Чем дальше, тем более японцы, отождествляясь
с Западом, начали презирать другие азиатские страны, относиться к
ним высокомерно
и считать себя “западной” колониальной державой. Японский
экспансионизм
шел рука об руку с вестернизацией и полностью ее принимал.
Редакционная
статья в первом выпуске начавшего выходить в 1899 г. журнала “Чуо
Корон”
(“Центральное обозрение”) писала, что вестернизация является
мировой идеологией,
посредством которой мир может быть объединен, что западный образ
мышления
пригоден для всего мира, а Япония еще сильнее разовьется, став еще
более
западной и приняв западную идеологию, включая экспансионизм.

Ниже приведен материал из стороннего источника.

PR #1200, opened 2025-02-07
monitor: increase buffer to deal with very big messages

mvo5:
This commit incrases the buffer os the osbuild message scanner to deal with very big messages. The default size of 64kb is too small for the `dracut` stage which will generate 5447 messages that /dev/log is not available and they come so rapidly that osbuild will pick them up in one big chunk.

This is a short term fix, the deeper fix should be to tweak the osbuild monitor to have a smaller buffer size when sending stdout/stderr output from stages to the monitor. This will fix a crash in the bootc-image-builder anaconda builds that is currently breaking the integration test in konflux.

See also https://github.com/osbuild/osbuild/issues/1976


supakeen (approved):

achilleas-k (approved):

cgwalters:
Wow, that must have been painful to debug...

PR #1201, opened 2025-02-07
osbuild: do not assume osbuild stage messages have a final \n

mvo5:
[draft as this needs coresponding image-builder-cli/bib changs]

This commit tweaks the osbuild monitor code to deal correctly with messages from osbuild stage that may not contain a final newline. So far the code assumed this and stripped the final newline when storing the message in the status. But sometimes there are messages without a final \n (e.g. when messages get very long). So just put the message in verbatim and let the caller do a "print" instead of a "println" when processing the messages (arguably the trim for traces was always strong).


achilleas-k:
What's the status here?

PR #4, opened 2023-01-24
Store name of testsetup in testitem

nickrobinson251:


nickrobinson251:
before this would error with
```
julia> @testitem "Foo" setup=[FooSetup] begin
           @test true
       end
ERROR: UndefVarError: FooSetup not defined
Stacktrace:
 [1] top-level scope
   @ ~/repos/ReTestItems.jl/src/ReTestItems.jl:94
```

quinnj (commented):
Thanks!

PR #9, opened 2023-01-25
Add TestEnv as dep and do activation when running test items

quinnj:


src/ReTestItems.jl
```diff
@@ -194,47 +211,71 @@ function runtests end
...
-    fch = FilteredChannel(shouldrun, chan(ch))
-    @debug "Including tests in $dirs."
-    errormonitor(@spawn include_testfiles!($(setupctx.setups), $fch, dirs...))
-    @debug "Scheduling tests on $(nprocs()) processes."
-    if nprocs() == 1
-        schedule_testitems!(setupctx, chan(ch))
-    else
-        futures = [@spawnat(p, schedule_testitems!(setupctx, ch)) for p in workers()]
-        foreach(wait, futures)
+    # identify project directory for which we're running tests
```
nickrobinson251, line 237: maybe pull this out into a function so we can add a couple unit tests?

src/ReTestItems.jl
```diff
@@ -194,47 +211,71 @@ function runtests end
...
+    projectfile = ""
+    for dir in dirs
+        path = dir
```
nickrobinson251, line 240: probably need an `abspath` somewhere, else we could hit `dirname("")` forever... maybe here?
```suggestion
        path = abspath(dir)
```

test/packages/NoDeps.jl/Project.toml
```diff
@@ -2,6 +2,10 @@ name = "NoDeps"
 uuid = "2520ce14-60c1-53a9-8c5b-16f535851c44"
 version = "0.0.0"
 
+[deps]
+ReTestItems = "817f1d60-ba6b-4fd5-9520-3cf149f6a823"
+TestEnv = "1e6cf692-eddd-4d53-88a5-2d735e33781b"
```
nickrobinson251, line 7: this shouldn't need to depend on these, i don't think

nickrobinson251 (approved):
looks good 👍

PR #15, opened 2023-03-23
Add compile times to collected stats

Drvi:
image


Drvi:
1.6 CI fails because of the use of `@atomic`, nighly fails because test Manifests were created with julia 1.8 and this emits warn messages where we don't expect them to be.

По иронии судьбы, именно эта колониальная
программа стала непосредственным обстоятельством, поведшим к
активному
отвержению Японии Западом.
С психоаналитической точки зрения,
японский колониализм явился ответом на агрессию со стороны Запада
и состоял
из двух реакций: проекции и переноса. Японцы не могли в то
время
проявить открыто свою враждебность и агрессивность непосредственно
против
западной нации, ибо их военные способности не были достаточными
для этого.
Однако японцы знали, что они уже сильнее корейцев. Потому
представлялось
возможным придраться к Корее с каким-либо ложным обвинением,
например,
что Корея была “недружественна” по отношению к Японии.
Японское правительство
говорило: “Корея враждебна и хочет на нас напасть”. Агрессивность
японцев приписывалась будто бы корейцам (проекция) и этим в глазах
японцев
морально оправдывалась их агрессия против Кореи. Одновременно,
японцы могли излить накапливавшийся агрессивный импульс вместо
Запада,
против которого они были бессильны, на Корею (перенос).
Однако в 1900-х годах японцы столкнулись,
во-первых, с резкой реакцией Запада на свои экспансионистские
предприятия,
а во-вторых, с особой (по отношению к другим группам)
дискриминацией японских
иммигрантов в США. Японцы осознали, что Запад отвергает их,
вместе
с китайцами, по причинам расовых отличий. Это осознание было
сокрушительным,
оскорбительным и опустошающим ударом. Японцы было начали уже
считать
себя за западную нацию и, приняв западные идеологии, свысока
глядеть на
китайцев как на отсталый народ. Но реакция Запада на
японских эмигрантов
и на внешнеполитические предприятия Японии ясно показала японцам,
что в
глазах Запада они никоим образом не являются “западной” нацией и,
несмотря
на всю перенятую “западность”, воспринимаются наравне с китайцами.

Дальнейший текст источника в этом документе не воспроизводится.